Segment Start: Stored data

PR #5652, opened 2018-08-27
LES with discovered nodes for all networks (main, ropsten, rinkeby)

### LINKED ISSUE #5643: Bring back options to select Mainnet and Ropsten with LES
### User Story

As a developer, I'd like to test LES synchronization directly on a smartphone.

Blocked by 
https://github.com/status-im/status-react/issues/5891

### Description

*Type*: Feature

*Summary*: In the previous week, we successfully run tests and merged a few PRs into status-go that allow to sync the chain using LES. The next step is to bring back options to select Mainnet and Ropsten with LES in the app settings.

#### Expected behavior
I can open the Status app, navigate to Profile and change the network to Mainnet or Ropsten with LES. This action should restart the app and after re-login, the chain should start syncing via LES.

#### Actual behavior
I can only select Mainnet or Ropsten with upstream server.

### Solution
*Summary*: 

- [ ] "Mainnet with LES" is available as a network option,
- [ ] "Ropsten with LES" is available as a network option.
- [ ] These options are available only in nightlies with proper information that they are WIP.

### Commnets

- status-go version: https://github.com/status-im/status-go/releases/tag/v0.13.0
- artifacts: `tags-v0.13.0^0-g3521c2ac-327` (I will work on changing it as it should be `v0.13.0`)

dshulyak:
fixes: #5643


.env
```diff
@@ -1,7 +1,6 @@
 TESTFAIRY_ENABLED=0
 ETHEREUM_DEV_CLUSTER=1
 OFFLINE_INBOX_ENABLED=1
-RPC_NETWORKS_ONLY=1
```
mandrigin, line 4: I would rather explicitly set it to `0` for readability

mandrigin (approved):
Looks good. Is there anything else that needs to be fixed?

modules/react-native-status/android/build.gradle
```diff
@@ -16,7 +16,7 @@ dependencies {
     implementation 'com.instabug.library:instabug:3+'
     implementation 'status-im:function:0.0.1'
 
-    String statusGoVersion = 'develop-g19b53030'
+    String statusGoVersion = 'develop-g5ef26596'
```
mandrigin, line 19: maybe we should use `0.13.0` release of status-go?
see: https://github.com/status-im/status-react/issues/5643

mandrigin:
I think it should close https://github.com/status-im/status-react/issues/5643

dshulyak:
Current version will work only with eth.staging fleet. Another difference is that this version has new CHT's for all networks. And enables sync from CHT on rinkeby.
We need to make one more release with rendezvous nodes for eth.beta.

mandrigin:
@dshulyak I think we should only use staging fleet for nightly if the network is non-RPC. I would add another flag to the config file like `FLEET_LES` and used it if `upstream` of the node config isn't set.

dshulyak:
> @dshulyak I think we should only use staging fleet for nightly if the network is non-RPC. I would add another flag to the config file like FLEET_LES and used it if upstream of the node config isn't set.

What are the reasons for doing that?
Staging environment provides unique whisper and rendezvous nodes. LES nodes are the same for either staging or beta fleet. They are discovered from broader network.
That's why this looks unnecessary. If staging is not useful for nightly then we should deploy rendezvous nodes for eth.beta.

dshulyak:
I will close this PR in favor of https://github.com/status-im/status-react/pull/5664 . We still need to decide what we do with eth.staging/nightly situation, but there is no reason to keep this PR open

Issue #4690, opened 2018-06-08
Chat badges


andmironov:
[comment]: # (Please replace ... with your information. Remove < and >)

### User Story

As a user, I want to see these badges:
- Errors (Offline)
- Add to Contacts
- Unread messages above the screen

### Description

[comment]: # (Feature or Bug? i.e Type: Bug)
*Type*: Feature

*Summary*: 

**Unread messages**
The `N Unread messages` badge is shown if user opens a chat, and there are a lot of unread messages and they do not fit in the screen. We show this badge with a counter which basically means “scroll to the beginning of unread messages”

Tap on Close icon (X) in `N Unread messages` badge :  
- mark all unread messages as read.
- unread messages badge disappears

Tap on `N Unread messages` : 
- scroll to the beginning of unread messages 
- marks all unread messages as read
- unread messages badge disappears

**Add to contacts**
We show it if the user has a chat with somebody who is not in their contacts. 

Tap on `Add to contacts` :
- Badge disappears
- User added to contacts

Tap on Close icon (X) in `Add to contacts`:
- Badge disappears

**Offline. Trying to reconnect**
Shown when there's a network error

#### Expected behavior
Only one badge is visible at a time. Priority:
1. Erros
2. Unread messages
3. Add to contacts

![badges](https://user-images.githubusercontent.com/3115606/41168361-64cebaf0-6b4e-11e8-8eec-f25f5d7c728b.png)

Zeplin:
zpl.io/aN0ZKWQ
zpl://screen?sid=5b1a79ae98f9b848590fb930&pid=5a55d587ba304eed4d2c942f

EugeOrtiz:
Just a couple of questions on the "Offline. Trying to reconnect": is it effectively like that? The app tries to reconnect? How many attempts? What happens after those attempts?

chadyj:
Just curious about this unread message implementation as it seems to be the inverse of the originally proposed [issue](https://github.com/status-im/status-react/issues/4607).  In that example, the scroll position is maintained through sessions so that when a user returns to a chat they are in the same position/history as they were previously. The user can either scroll down and catch up, or simply tap the link and jump to the latest message. 

However in this design, it looks like the behavior is to always take the user to the latest message, thereby losing their scroll position. A user wanting to catch up will always have to scroll up and find their position or tap the button. Is this right?

We have had a lot of feedback that users do NOT want their chat/scroll position changed so they can easily follow along with threads without losing their place. 

[...]

PR #5665, opened 2018-08-28
[WIP] Maintain scroll position in chat

### LINKED ISSUE #5185: Scroll position jumps around as new messages arrive in chat
### Description

*Type*: Bug

*Summary*: As I scroll up to catch up on the conversation, the scroll position jumps around as new messages arrive. This is pretty annoying, especially on busy public chats.

#### Expected behavior
Scroll position does not jump when new message arrives in a chat.

#### Actual behavior
Scroll position jumps as new message arrives in a chat.

### Reproduction

- Join public chat with lot of messages
- Scroll the public chat
- Receive new messages in the chat and observe the scroll position

### Additional Information
* Status version: 0.9.22

dmitryn:
fixes #5185
addresses #4690

### Summary:

* Persist scroll position in chat using AsyncStorage
* Add "scroll to bottom" button

Please notice there is a delay happens before chat gets rendered. I set opacity to 0 then scroll to last offset and then set opacity back to 1. That's the only solution i've found to overcome lack of proper initial scroll offset support in RN https://github.com/facebook/react-native/issues/6849

screenshot 2018-08-28 12 28 41
screenshot 2018-08-28 12 14 29

status: ready


janherich:
@dmitryn out of curiosity why another dependency (async-storage) instead of realm ?

dmitryn:
@janherich i had troubles with getting Realm to save data on app close / stop.

dmitryn:
kapture 2018-08-29 at 12 54 10

There is ~1 second delay before chat gets rendered. Not ideal perfomance, but might be acceptable regarding lack of proper RN API for this.

pedropombeiro:
@dmitryn I just tried the build and seems to be working well. One thing I noticed is that when I started the app I started receiving lots of messages on #status channel, so I was expecting that when I went to that channel, it would position the scroll at the first unread message. Instead, it opened the view at the very bottom (most recent messages). Is that expected?

pedropombeiro:
I went to #blah channel and was positioned at the bottom. From another client, I sent a couple of messages. I could see the unread button getting updated each time, but if I ignored it and started scrolling with my finger, it wouldn't show the new messages (they weren't in view).

UPDATE: the view ends up getting updated if I scroll a bit more up in history and then back.

src/status_im/models/chat.cljs
```diff
@@ -94,3 +96,18 @@
...
+  ([state {{:keys [chat-ui-props current-public-key]} :db}]
+   (when (#{"background" "inactive"} state)
+     (->> chat-ui-props
+          (reduce-kv
+           (fn [acc k v] (assoc acc k (dissoc v :input-ref)))
+           {})
+          clj->js
+          js/JSON.stringify
+          (.setItem js-dependencies/async-storage
+                    (str "@StatusIm:" current-public-key ":chat-ui-props")))
```
cammellos, line 112: could you use the `sha3` of the public key here? 
In that way we won't disclose the user key in case of compromise.

Also we are fine storing `chat-ui-props` unencrypted? no confidential info there?

(we had a discussion already about async-storage, so I take you made the decision to use it instead of realm for good reasons)

resources/icons/dropdown_down.svg
```diff
@@ -0,0 +1,3 @@
+<svg xmlns="http://www.w3.org/2000/svg" width="24" height="24" viewBox="0 0 24 24">
+  <path transform="rotate(180 12 12)" fill="" d="M12.1872807,7.00692544 C12.4141917,7.02726144 12.6351377,7.12378244 12.8065087,7.29515444 L19.8740787,14.3627244 C20.2655697,14.7542144 20.2690747,15.3854394 19.8758277,15.7786864 C19.4853037,16.1692114 18.8464497,16.1635214 18.4598657,15.7769374 L12.0831877,9.40026044 L5.70651067,15.7769374 C5.31502067,16.1684274 4.68379467,16.1719334 4.29054767,15.7786864 C3.90002367,15.3881624 3.90571267,14.7493084 4.29229667,14.3627244 L11.3598667,7.29515444 C11.5862877,7.06873444 11.8928977,6.97209244 12.1872807,7.00692544 L12.1872807,7.00692544 Z"/>
```
flexsurfer, line 2: you can use dropdown_up and use transform for container https://github.com/status-im/status-react/blob/d834b6e37d1ecc52a2367676cee0b338c383087f/src/status_im/ui/components/tooltip/views.cljs#L29

flexsurfer:
` i had troubles with getting Realm to save data on app close / stop.` why do you need this data on app close?

chadyj:
Hey great to see this!  This is a really nice touch.

I ran into 2 main issues:

- Scrolling performance with lots of messages was glitchy. When I switched back to nightly I didn't have the problem.

- The [1 second delay](https://github.com/status-im/status-react/pull/5665#issuecomment-416896185) didn't feel good at all. For me, it made the app feel very slow and unresponsive, especially when jumping between screens/profiles/chats.l

I also had 1 small wish... that tapping the "scroll to bottom" icon would have a quick scroll animation similar to WhatsApp. It felt a bit jittery how it jumped.

Using iOS12 iPhone X.

dmitryn:
>why do you need this data on app close?

@flexsurfer to persist offsets. It's being stored in app-db until you logout or close the app.

src/status_im/models/chat.cljs
dmitryn: @cammellos good idea about `sha3`.

`chat-ui-props` doesn't contain any sensitive info, just some flags and data related to UI.
As long as nothing sensitive is stored in AsyncStorage, i don't see issues with it.

dmitryn:
@chadyj thanks for testing it. I also don't like that delay, but i haven't found better solution yet.

dmitryn:
>One thing I noticed is that when I started the app I started receiving lots of messages on #status channel, so I was expecting that when I went to that channel, it would position the scroll at the first unread message. Instead, it opened the view at the very bottom (most recent messages). Is that expected?

@PombeirP on first run it should start at the bottom as we don't know offset for that chat yet.

pedropombeiro:
> @PombeirP on first run it should start at the bottom as we don't know offset for that chat yet.

@dmitryn I guess this is only an noticeable because this is the first time I run the new version of the app, which hadn't yet stored the offsets. If this had been my first use of the app I wouldn't have noticed that shortcoming because the app would have stored the offsets as I started opening chats.

I can see only one particular scenario where this would be noticeable even if this was my first use, which is if someone starts a 1:1 chat with me and sends a huge amount of messages. When I go to the chat the first time, I'll start at the bottom, instead of the first unread. Maybe that's OK, but I was under the impression that we'd start from the first unread message.

Also, do you think it would be easy to add a red divider line marking the first unread message (similar to Slack)? I feel that having that visual anchor makes it easier to navigate history.

image

dmitryn:
Tried couple of new solutions to scrolling issue, none of them look good on Android. I'm out of ideas for now.

rasom:
@dmitryn do we have a fix for ios? can we merge it and work on android separately?

chadyj:
Here is another proposal that works around maintaining the scroll position.
Instead it always defaults scroll position to the last unread message. Then the user can read all, or jump to the latest and clear unread.

https://github.com/status-im/status-react/issues/6375

dmitryn:
@rasom on ios we have built-in `contentOffset` property that we can use https://facebook.github.io/react-native/docs/scrollview#contentoffset
On Android there is no such thing.

Current implementation use delay to make it working which is not good UX. 

<blockquote><div><strong><a href="https://facebook.github.io/react-native/index.html">ScrollView · React Native</a></strong></div><div>Component that wraps platform ScrollView while providing integration with touch locking "responder" system.</div></blockquote>

dmitryn:
Closing this one as another PR addressing this is ready https://github.com/status-im/status-react/issues/6375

Segment End: Stored data

* _How to complete this task_:
Write out exactly, please, the lines beginning at the start of the material and ending with the line that holds "As a developer, I'd", both included.

* _Task output_:
PR #5652, opened 2018-08-27
LES with discovered nodes for all networks (main, ropsten, rinkeby)

### LINKED ISSUE #5643: Bring back options to select Mainnet and Ropsten with LES
### User Story

As a developer, I'd like to test LES synchronization directly on a smartphone.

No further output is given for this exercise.